# Straight through processing



## cuttlefish (5 July 2006)

I placed a sell order (via comsec pro-trader) this morning at 10:25:35 but it didn't get processed until 10:25:50  - thats a 15 second delay between hitting the go button and the order getting filled and it was an at-market order. I watched numerous orders go through while it didn't go to market. I thought comsec had straight through processing, but I know sometimes they manually intervene as well (and 15 seconds is a long time so to me it seems like its had a manual review before placement?) 

Normally when I place an order its instantaneous - I hit go and it appears immediately in the depth in what seems like under 1 second.

Just curious if anyone knows anything about this side of things and how it gets treated with comsec and/or other brokers?  What are the criteria for manual intervention etc.?

(I've sent this question off to commsec as well so I'll put their reply up when it comes through).


----------



## Happy (5 July 2006)

Few times I had doubts, congestion was the explanation and not necessarily on stock in question.


----------



## mit (5 July 2006)

I find that it happens to me with at market orders but if I put a limit order at the offer price it seems to go quicker.
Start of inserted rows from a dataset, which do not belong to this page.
Issue #1286, opened 2022-09-29
improve naming strategy for user-interaction transactions


devcorpio:
# Context

Currently, users can set a custom name for user-interaction transactions via the [data-transaction-name ](https://www.elastic.co/guide/en/apm/agent/rum-js/5.x/supported-technologies.html#user-interactions)attribute.

For instance:

`
<button data-transaction-name="add to cart">cart icon</button>
`

Clicking on that button would generate a transaction with the name **Click - add to cart**

# To improve

The current technique does not work well with a nested html structure:

```
<button data-transaction-name="my transaction name">
  <span>Some text</span>
  <svg>button icon...</svg>
</button>
```

The user would expect to see **Click - my transaction name** but instead the transaction's name that they will see is either **Click - span** or **Click - svg**

There are workarounds like setting **data-transaction-name** in each node, but that can be cumbersome and even affect the performance of the website since the payload might be bigger. 

Not only that, some libraries generate extra html code dynamically making then impossible or **pretty difficult** to modify. Just for illustration, when using [Material UI](https://mui.com/) it's common for a developer to write code like this one: 

`<DeleteIcon data-transaction-name="delete" />`

But what we see in the browser is a nested structure:

```
<svg ... data-transaction-name="DeleteSltd">
      <path d="..."></path>
</svg>
```

Causing then the naming issues commented above.

# Why is it important to improve this?

This issue has been reported multiple times by users and customers and for quite a while. [This](https://elastic.slack.com/archives/C02N6H8HPM2/p1654248897066909) slack thread is just an example of those reports.

nicolasguilhem:
In addition, many frameworks like Angular and React generate code dynamically (like the example in description with Material UI).

Would be a great feature.

As a suggestion, looking recursivly in parent of target for attribute `data-transaction-name` in https://github.com/elastic/apm-agent-rum-js/blob/main/packages/rum-core/src/common/observers/page-clicks.js#L77 should do the job ?

devcorpio:
it has been released: https://www.elastic.co/guide/en/apm/agent/rum-js/current/release-notes-5.x.html#release-notes-5.13.0

PR #1352, opened 2023-03-16
fix(rum-core): add `'click'` to instrumentation types

jlp-craigmorten:
Adds the `'click'` value to the `InstrumentationTypes` type.

Re-ordered to mirror the documentation at https://www.elastic.co/guide/en/apm/agent/rum-js/current/configuration.html#disable-instrumentations

PR #1390, opened 2023-07-10
feat(rum-core): enhance user transaction name obtaining

devcorpio:
Related to https://github.com/elastic/apm-agent-rum-js/issues/1286

# Summary

We have improved the user-interaction transaction name obtaining. From now on, if a user performs click on an element from a nested HTML structure like this:

```
<button data-transaction-name="my transaction name">
  <span>Some text</span>
  <svg>button icon...</svg>
</button>
```

The users will always get  `Click - my transaction name ` rather than `Click - span` or `Click - svg`

For more details see the [issue](https://github.com/elastic/apm-agent-rum-js/issues/1286)

**Important**: 

The agent will keep applying the older "algorithm" in browsers not supporting the closest method. E.g. IE11

In addition, this will work if the target is inside a button or link - the ones we define as interactive selectors. See [the associated tests](https://github.com/elastic/apm-agent-rum-js/blob/933ffa6345feb86bebce7024a4c0a9b87c314ab8/packages/rum-core/test/common/observers/page-clicks.spec.js#L145,L193) in case you need more context

### DIFF
--- a/.github/workflows/ci-saucelabs.yml
+++ b/.github/workflows/ci-saucelabs.yml
@@ -16,6 +16,12 @@ on:
     paths-ignore:
       - '**.md'
       - '**.asciidoc'
+  pull_request:
+    branches:
+      - main
+    paths-ignore:
+      - '**.md'
+      - '**.asciidoc'
 
 # Limit the access of the generated GITHUB_TOKEN
 permissions:
--- a/.github/workflows/ci-saucelabs.yml
+++ b/.github/workflows/ci-saucelabs.yml
@@ -41,7 +41,11 @@ jobs:
     name: Test SauceLabs
     # Inputs aren't defined on some events
     # When undefined, we need to emulate the default value
-    if: inputs.saucelab_test == true || inputs.saucelab_test == null
+    if: |
+      inputs.saucelab_test == true || inputs.saucelab_test == null
+      && (github.event_name != 'pull_request'
+        || github.event_name == 'pull_request'
+        && github.event.pull_request.head.repo.fork == false)
     runs-on: ubuntu-latest
     strategy:
       # Saucelab doesn't support running test in //.
--- a/packages/rum-core/src/common/observers/page-clicks.js
+++ b/packages/rum-core/src/common/observers/page-clicks.js
@@ -104,7 +104,7 @@ function buildTransactionName(target) {
   }
 
   // Just use the tagName
-  return tagName.toLowerCase()
+  return tagName
 }
 
 function findCustomTransactionName(target) {
--- a/packages/rum-core/src/common/observers/page-clicks.js
+++ b/packages/rum-core/src/common/observers/page-clicks.js
@@ -74,20 +74,7 @@ function getTransactionMetadata(target) {
     context: null
   }
 
-  const tagName = target.tagName.toLowerCase()
-
-  // use custom html attribute 'data-transaction-name' - otherwise fall back to "tagname" + "name"-Attribute
-  let transactionName = tagName
-  if (!!target.dataset.transactionName) {
-    transactionName = target.dataset.transactionName
-  } else {
-    const name = target.getAttribute('name')
-    if (!!name) {
-      transactionName = `${tagName}["${name}"]`
-    }
-  }
-
-  metadata.transactionName = transactionName
+  metadata.transactionName = buildTransactionName(target)
 
   let classes = target.getAttribute('class')
   if (classes) {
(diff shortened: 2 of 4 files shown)


.github/workflows/ci-saucelabs.yml
```diff
@@ -16,6 +16,12 @@ on:
     paths-ignore:
       - '**.md'
       - '**.asciidoc'
+  pull_request:
```
devcorpio, line 19: enabling saucelabs e2e.

packages/rum/src/index.d.ts
```diff
@@ -192,6 +192,7 @@ type TransactionEvents = 'transaction:start' | 'transaction:end'
 type InstrumentationTypes =
   | 'page-load'
   | 'eventtarget'
+  | 'click'
```
devcorpio, line 195: add missing type.

Related to: https://github.com/elastic/apm-agent-rum-js/pull/1352#event-9772322079

.github/workflows/ci-saucelabs.yml
```diff
@@ -41,7 +41,11 @@ jobs:
     name: Test SauceLabs
     # Inputs aren't defined on some events
     # When undefined, we need to emulate the default value
-    if: inputs.saucelab_test == true || inputs.saucelab_test == null
+    if: |
+      inputs.saucelab_test == true || inputs.saucelab_test == null
+      && (github.event_name != 'pull_request'
+        || github.event_name == 'pull_request'
+        && github.event.pull_request.head.repo.fork == false)
```
devcorpio, line 48: thanks for this change!

.github/workflows/ci-saucelabs.yml
```diff
@@ -35,7 +41,11 @@ jobs:
     name: Test SauceLabs
     # Inputs aren't defined on some events
     # When undefined, we need to emulate the default value
-    if: inputs.saucelab_test == true || inputs.saucelab_test == null
+    if: |
+      inputs.saucelab_test == true || inputs.saucelab_test == null
+      && (github.event_name != 'pull_request'
```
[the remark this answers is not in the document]
devcorpio: thanks! 🎉

packages/rum-core/src/common/observers/page-clicks.js
```diff
@@ -96,3 +83,34 @@ function getTransactionMetadata(target) {
...
+
+  const tagName = target.tagName.toLowerCase()
+  // "tagname" + "name"-Attribute
+  const name = target.getAttribute('name')
+  if (!!name) {
+    return `${tagName}["${name}"]`
+  }
+
+  // Just use the tagName
+  return tagName.toLowerCase()
```
vigneshshanmugam, line 104: toLowerCase not required. Already lowercased.

packages/rum-core/src/common/observers/page-clicks.js
```diff
@@ -96,3 +83,34 @@ function getTransactionMetadata(target) {
...
+}
+
+function findCustomTransactionName(target) {
+  if (target.closest) {
+    // Leverage closest API to traverse the element and its parents
+    const element = target.closest('[data-transaction-name]')
```
vigneshshanmugam, line 110: How far do we want to traverse? We should at-least restrict to a known tags that can cause the click effect to be on safer side. 
* Button
* Anchor tags

Doing this for every observe on click is expensive and not worth it.

devcorpio: Vignesh and I had a chat offline:

We will perform the following optimization:

Instead of 
```target.closest('[data-transaction-name]')```

We will do:

```target.closest('a[data-transaction-name], button[data-transaction-name]')```

This way we make sure the API just looks for interactive selectors and ignore the rest of them.

File: packages/rum-core/src/common/observers/page-clicks.js (hunk 5 above)
Comment (devcorpio) [reply packages/rum-core/src/common/observers/page-clicks.js:107]: leftover 🍕

File: dev-utils/test-config.js [hunk 7]
```diff
@@ -67,6 +67,12 @@ function getGlobalConfig(packageName = 'rum') {
  * The list below is based purely on the market share distribution.
  */
 function getDefaultBrowsers() {
+  return [
```
devcorpio, line 70: I'm checking if saucelabs works with just one browser

packages/rum-core/test/common/observers/page-clicks.spec.js
```diff
@@ -139,4 +140,58 @@ describe('observePageClicks', () => {
...
+        {
+          name:
+            'should not use customTransactionName when click target is not descendant from <button> nor <a>',
+          parentTagName: 'div',
+          customTransactionName: 'div-custom-name-html',
+          expected: 'Click - span'
+        }
+      ].forEach(({ parentTagName, customTransactionName, expected }) => {
+        it('should respect the custom transaction name in a nested HTML structure', () => {
+          unobservePageClicks = observePageClicks(transactionService)
```
vigneshshanmugam, line 172: shouldnt we call `unObserve` at the end?

vigneshshanmugam (approved):
LGTM 🎉

packages/rum-core/test/common/observers/page-clicks.spec.js
devcorpio: it's being called in line 51:

```
  afterEach(() => {
    document.body.removeChild(containerElement)
    // Remove the added listener since window object is shared among all tests
    unobservePageClicks()
  })
```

I also put a limit at the offer incase the offer has shrunk when I click the button and I end paying more than I expect.

MIT


----------



## cuttlefish (5 July 2006)

thanks - this was a sell order at market and I was happy to clean out the bid - a stop loss is a stop loss. luckily overall it was quite a profitable trade but the delay still cost me a couple of K which was annoying. 

I've sent a question to comsec but they seem to take a few days to get back to support emails     nothing like customer service.


----------



## mit (6 July 2006)

cuttlefish said:
			
		

> thanks - this was a sell order at market and I was happy to clean out the bid - a stop loss is a stop loss. luckily overall it was quite a profitable trade but the delay still cost me a couple of K which was annoying.
> 
> I've sent a question to comsec but they seem to take a few days to get back to support emails     nothing like customer service.




What I forgot to add that I get the feeling that Market Orders are handled manually while limit orders go straight through and that's why there is a delay.

MIT


----------



## cuttlefish (6 July 2006)

ah ok - funny because if you're putting a market order on its a pretty aggressive/immediate thing to do so you'd want the fastest processing possible but it might be the slowest way if what you say is true.  Though if they want to avoid the risk of silly price spikes maybe manual processing of market orders makes sense.  So maybe its better to put a limit order with a very wide limit than a market order.

It'll be interesting to see what comsec says about it (when they get back to me in a few days with their prompt customer service   ).


----------



## 123enen (6 July 2006)

If this happens again try to look at the order through "view equity orders".
Sometimes you will see "processing" or you may see " in oats"( don't know what that means -I think it is an internal comsec system.

I'm sure comsec has internal rules relating to volume or value,( especially if margin lending is involved) that sometimes requires internal approval.

YES -even if it is a sell order - how stupid.

I have meant several times to question this but never have.


----------



## cuttlefish (6 July 2006)

yeah I was looking at the order status - it was just saying 'processing' the whole time, then eventually came back as in market then a split second later completed.  The order history shows the placement time vs the execution time with the 15 second delay as well.


----------



## carmo (6 July 2006)

I have been caught on a "at market order", never again. Though it still beats the good old days of using a broker when I always seemed to pay the "high" of the day on the stock I was buying!!


----------



## cuttlefish (6 July 2006)

carmo said:
			
		

> Though it still beats the good old days of using a broker when I always seemed to pay the "high" of the day on the stock I was buying!!




yeah good point - how things have changed.   Live market depth and straight through processing  - what a luxury.


----------



## cuttlefish (27 July 2006)

I've got a history of investing but experimenting with trading lately - both in options and stocks. 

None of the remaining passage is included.